Bezos pushing people to Prime from all sections of the site, as a result,
makes me believe Bezos knows exactly what he's doing.

------
jakeonthemove
Well, I don't know what Bezos is thinking, but he always seems to be right.

Amazon in general is one amazing company. I can buy anything from them, and I
know they can be trusted, their collection of reviews always help me decide
what to get, and I just recently found out about Amazon SES - guess who's
moving away from Aweber soon?

------
vbo
Amazon is giving away free stuff in order to get you to subscribe. There's
nothing novel in this. It gets confusing when you consider the number of
businesses Amazon is into and the way they interact. Does Bezos know what he's
doing? Yes. A lot of things at once, likely with different levels of
confidence and surely with different outcomes, which Amazon will adapt to and
evolve into. They aren't afraid of trying things out. What's great about
Amazon is that, like Apple, it hasn't settled onto what they do, except what
they're doing right now; this isn't an issue with their focus, but evolution.

------
dfriedmn
I'm not sure what's so confusing about this strategy - Amazon certainly wants
to make money off selling content, and the fire is a content consumption
machine. But, they also know how much extra $ prime users spend, and figured
they could convert people to prime users by giving them other stuff. That
doesn't mean it's not a product in and of itself - it's just also being used
as a marketing channel.

------
larrys
"But giving away the razor and the blades in order to make money on a
subscription loyalty program as a way to sell everything else?"
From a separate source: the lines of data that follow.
PR #1863, opened 2023-03-15
Add Proposal Templates to all space Templates

Devorein:
[Task Card](https://app.charmverse.io/charmverse/page-49366552253645923?viewId=d15c9b90-8918-44da-bbd8-db8712faa723&cardId=5e32761e-6e21-4bae-bc4d-0a673a90fa45)

image

image

image


lib/templates/exportWorkspacePages.ts
```diff
@@ -53,10 +55,10 @@ export async function exportWorkspacePages({
   const rootPages = await prisma.page.findMany({
     where: {
       ...(rootPageIds ? { id: { in: rootPageIds } } : { spaceId: space.id, parentId: null }),
-      deletedAt: null,
-      type: {
+      deletedAt: null
+      /* type: {
```
mattcasey, line 59: can you just delete this code?

mattcasey (changes requested):
Please make the proposal templates _separate_ from the templates we're using. That would be very hard to maintain - we'd have to know exactly what to add/update any time we resync a template or add a new one. I think we have some approach for "Getting started" already where it is grabbed from seeddata and added to any tempalte that gets used

mattcasey (approved):

PR #1865, opened 2023-03-15
Invite guests

motechFR:
Allow inviting users to a space via their email


lib/google/firebaseApp.ts
```diff
@@ -1,12 +1,13 @@
...
+import { v4 } from 'uuid';
 
 import { googleWebClientConfig } from 'config/constants';
 
 class FirebaseApp {
   app: firebase.app.App;
 
   constructor() {
-    this.app = firebase.initializeApp(googleWebClientConfig, 'google-verify');
+    this.app = firebase.initializeApp(googleWebClientConfig, v4());
```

As reported by CNBC in a recent special about Costco apparently all of
Costco's profit is from their annual fees and they claim they break even on
actual product sales.

Here's an article about that from a different news source:

[http://abcnews.go.com/blogs/business/2011/10/costco-
increase...](http://abcnews.go.com/blogs/business/2011/10/costco-increases-
membership-fee-wholesale-clubs-comparison/)

------
brown9-2
The author seems to completely miss the idea that Amazon can still profit by
selling e-books to Kindle owners _while still_ giving them one free e-book a
month.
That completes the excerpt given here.